Y su forma de hablar del “Guerrero negro” suena, por momentos, más a un comentario desde fuera que a una comprensión profunda del estado al que desea gobernar.

Como si lo oscuro —lo negro— fuera sinónimo de lo feo, de lo malo, de lo otro.

Su metáfora, si fuera culinaria, en referencia al mole negro —símbolo de la rica tradición gastronómica oaxaqueña— terminaría transformándose, en su retórica, en algo ominoso.

Porque lo negro, en su relato, ya no es festivo, ni sabroso, ni patrimonial. Es sospechoso.

Y es ahí donde su discurso roza lo racista: Guerrero es lo negro, y ella no, porque ella es “otra cosa”, casi extranjera, una iluminada entre tinieblas.

Abelina no se defiende con pruebas, sino con símbolos. No presenta facturas, sino fábulas. Mientras el mundo le pide transparencia, ella ofrece literatura oral.

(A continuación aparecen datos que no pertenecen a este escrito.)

PR #4088, opened 2026-04-26
fix: use TimeProvider for span end time in BrighterTracer (#4087)

### LINKED ISSUE #4087: BrighterTracer span end time ignores TimeProvider — durations broken under FakeTimeProvider
## Summary

`BrighterTracer` uses an injected `TimeProvider` to set the `startTime` on every `Activity` it creates, but the corresponding end time is taken from raw `DateTime.UtcNow` because `Activity.Stop` (called from `Activity.Dispose`) has no `TimeProvider` plug. Under `TimeProvider.System` (production default) both are wall clock and durations are correct. Under any non-system `TimeProvider` (e.g. `Microsoft.Extensions.Time.Testing.FakeTimeProvider` in tests) the start uses simulated time and the end uses real wall clock — `Activity.Duration` becomes meaningless (often huge or negative).

## Affected sites

`src/Paramore.Brighter/Observability/BrighterTracer.cs` snapshots `_timeProvider.GetUtcNow()` and passes it as `startTime` in 10 places:

- Line 113 — `CreateSpan<TRequest>` (CommandProcessor)
- Line 164 — `CreateSpan(MessagePumpSpanOperation.Receive, ...)`
- Line 238 — `CreateArchiveSpan`
- Line 281 — `CreateBatchSpan`
- Line 313 — `CreateClaimCheckSpan`
- Line 369 — `CreateClearSpan`
- Line 409 — `CreateDbSpan`
- Line 470 — `CreateMessagePumpSpan`
- Line 514 — `CreateMessagePumpExceptionSpan`
- Line 564 — `CreateProducerSpan`

End side, `BrighterTracer.cs:621-626`:

```csharp
public void EndSpan(Activity? span)
{
    if (span?.Status == ActivityStatusCode.Unset)
        span.SetStatus(ActivityStatusCode.Ok);
    span?.Dispose();
}
```

`Activity.Dispose` → `Activity.Stop` uses `Activity.GetUtcNow()` which is hard-coded to `DateTime.UtcNow`. The injected `TimeProvider` is not consulted.

## Symptom

- In tests using `FakeTimeProvider` (or any non-system `TimeProvider`), `Activity.Duration` does not reflect the simulated elapsed time. Asserting on durations from observability tests is unreliable.
- In production with `TimeProvider.System` the bug does not manifest because `_timeProvider.GetUtcNow()` and `DateTime.UtcNow` come from the same wall clock.
- Latent risk: any future code path that constructs `BrighterTracer` with a custom `TimeProvider` for legitimate reasons (deterministic replay, simulated load tests, scheduling integration) would silently produce wrong durations.

## Minor secondary issue (same root cause)

The `now` snapshot is taken **before** tag construction, which in some `Create*Span` methods includes `JsonSerializer.Serialize(message.Header, ...)` (e.g. `CreateProducerSpan` at line 564 vs `StartActivity` at 603, and `CreateSpan(Receive)` at line 164 vs 200). The span's `startTime` therefore backdates to before serialization — durations include serialization overhead. Negligible in production, but it widens the start/end inconsistency further.

## Proposed fix

Set the end time explicitly through the `TimeProvider` before disposing:

```csharp
public void EndSpan(Activity? span)
{
    if (span is null) return;
    if (span.Status == ActivityStatusCode.Unset)
        span.SetStatus(ActivityStatusCode.Ok);
    span.SetEndTime(_timeProvider.GetUtcNow().UtcDateTime);
    span.Dispose();
}
```

`Activity.SetEndTime` records the explicit end and `Stop` then preserves it (rather than overwriting with `DateTime.UtcNow`). Same change applies to `EndSpans`.

Optionally, move the `now` snapshot to **immediately before** `StartActivity(...)` in each `Create*Span` so the start time excludes tag-construction overhead.

## Acceptance

- [ ] A test that creates and ends a Brighter span under a `FakeTimeProvider` advanced by N seconds asserts `Activity.Duration == TimeSpan.FromSeconds(N)`.
- [ ] Production behaviour with `TimeProvider.System` is unchanged (durations remain wall-clock accurate).
- [ ] Existing observability tests still pass.

## Context

Surfaced while reviewing PR #4065 (TUnit migration) — pre-existing, unrelated to that PR.

thomhurst:
## Summary

Fixes #4087.

`BrighterTracer.EndSpan` disposed the `Activity` without setting an explicit end time, so `Activity.Stop` (called from `Dispose`) fell back to raw `DateTime.UtcNow` and ignored the injected `TimeProvider`. Span start times use `_timeProvider.GetUtcNow()`, but end times did not — under any non-system `TimeProvider` (e.g. `FakeTimeProvider` in tests) the start used simulated time and the end used real wall clock, so `Activity.Duration` was wildly wrong (often hundreds of days off, depending on how far the simulated clock was from real time).

## Change

`src/Paramore.Brighter/Observability/BrighterTracer.cs` — `EndSpan` now calls `span.SetEndTime(_timeProvider.GetUtcNow().UtcDateTime)` before `Dispose()`. `Activity.Stop` honours the explicit end time when one has been set, so the duration is now `(end via TimeProvider) - (start via TimeProvider)` and is correct under both `TimeProvider.System` (production) and any custom provider (tests, deterministic replay, scheduling integration).

`EndSpans` flows through `EndSpan`, so it is covered without further change.

## Test plan

- [x] New test `BrighterTracerEndSpanTimeProviderTests.When_Ending_A_Span_Duration_Reflects_TimeProvider` creates a span under `FakeTimeProvider`, advances by 5s, ends the span, and asserts `Duration == TimeSpan.FromSeconds(5)`.
- [x] Confirmed RED before the fix: failed with `Expected 00:00:05, Actual 115.13:19:00…` (wall-clock leak).
- [x] Confirmed GREEN after the fix.
- [x] Full Observability suite still passes (61 passed, 2 pre-existing skips, 0 failures) on `net9.0`.

## Notes

The issue also called out an optional secondary fix — moving the `now` snapshot to immediately before `StartActivity` in each `Create*Span` method so tag-construction overhead (`JsonSerializer.Serialize(...)` for `Header`/`Body`) is excluded from span start. That is acknowledged in the issue as "negligible in production" and is not addressed here to keep this change minimal and focused on the correctness bug. Happy to follow up in a separate PR if desired.

### DIFF
--- a/src/Paramore.Brighter/Observability/BrighterTracer.cs
+++ b/src/Paramore.Brighter/Observability/BrighterTracer.cs
@@ -620,9 +620,11 @@ public class BrighterTracer : IAmABrighterTracer
     /// <param name="span">The span to end</param>
     public void EndSpan(Activity? span)
     {
-        if (span?.Status == ActivityStatusCode.Unset)
+        if (span is null) return;
+        if (span.Status == ActivityStatusCode.Unset)
             span.SetStatus(ActivityStatusCode.Ok);
-        span?.Dispose();
+        span.SetEndTime(_timeProvider.GetUtcNow().UtcDateTime);
+        span.Dispose();
     }
 
     /// <summary>
--- a/tests/Paramore.Brighter.Core.Tests/Observability/Common/When_Ending_A_Span_Use_TimeProvider_For_End_Time.cs
+++ b/tests/Paramore.Brighter.Core.Tests/Observability/Common/When_Ending_A_Span_Use_TimeProvider_For_End_Time.cs
@@ -1,0 +1,58 @@
+using System;
+using System.Diagnostics;
+using Microsoft.Extensions.Time.Testing;
+using OpenTelemetry;
+using OpenTelemetry.Resources;
+using OpenTelemetry.Trace;
+using Paramore.Brighter.Core.Tests.CommandProcessors.TestDoubles;
+using Paramore.Brighter.Observability;
+using Xunit;
+
+namespace Paramore.Brighter.Core.Tests.Observability.Common;
+
+public class BrighterTracerEndSpanTimeProviderTests : IDisposable
+{
+    private readonly TracerProvider _traceProvider;
+    private readonly Activity _parentActivity;
+
+    public BrighterTracerEndSpanTimeProviderTests()
+    {
+        _traceProvider = Sdk.CreateTracerProviderBuilder()
+            .AddSource("Paramore.Brighter.Tests", "Paramore.Brighter")
+            .ConfigureResource(r => r.AddService("in-memory-tracer"))
+            .Build();
+
+        _parentActivity = new ActivitySource("Paramore.Brighter.Tests")
+            .StartActivity("BrighterTracerEndSpanTimeProviderTests");
+    }
+
+    [Fact]
+    public void When_Ending_A_Span_Duration_Reflects_TimeProvider()
+    {
+        //arrange
+        var fakeTime = new FakeTimeProvider(new DateTimeOffset(2026, 1, 1, 0, 0, 0, TimeSpan.Zero));
+        var tracer = new BrighterTracer(fakeTime);
+        var command = new MyCommand { Value = "duration" };
+
+        //act
+        var span = tracer.CreateSpan(
+            CommandProcessorSpanOperation.Send,
+            command,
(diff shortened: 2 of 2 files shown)


iancooper (approved):
Thanks, and thanks for the test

Y aunque el pueblo sigue sin ver los caminos reconstruidos, las escuelas rehabilitadas o los fondos ejercidos, lo que sí puede ver —y con bastante claridad— es que la política no solo es turbia: a veces, también es una tragicomedia involuntaria, donde la alcaldesa se pinta a sí misma como la última santa de la administración pública… rodeada, claro está, por los demonios del Guerrero negro.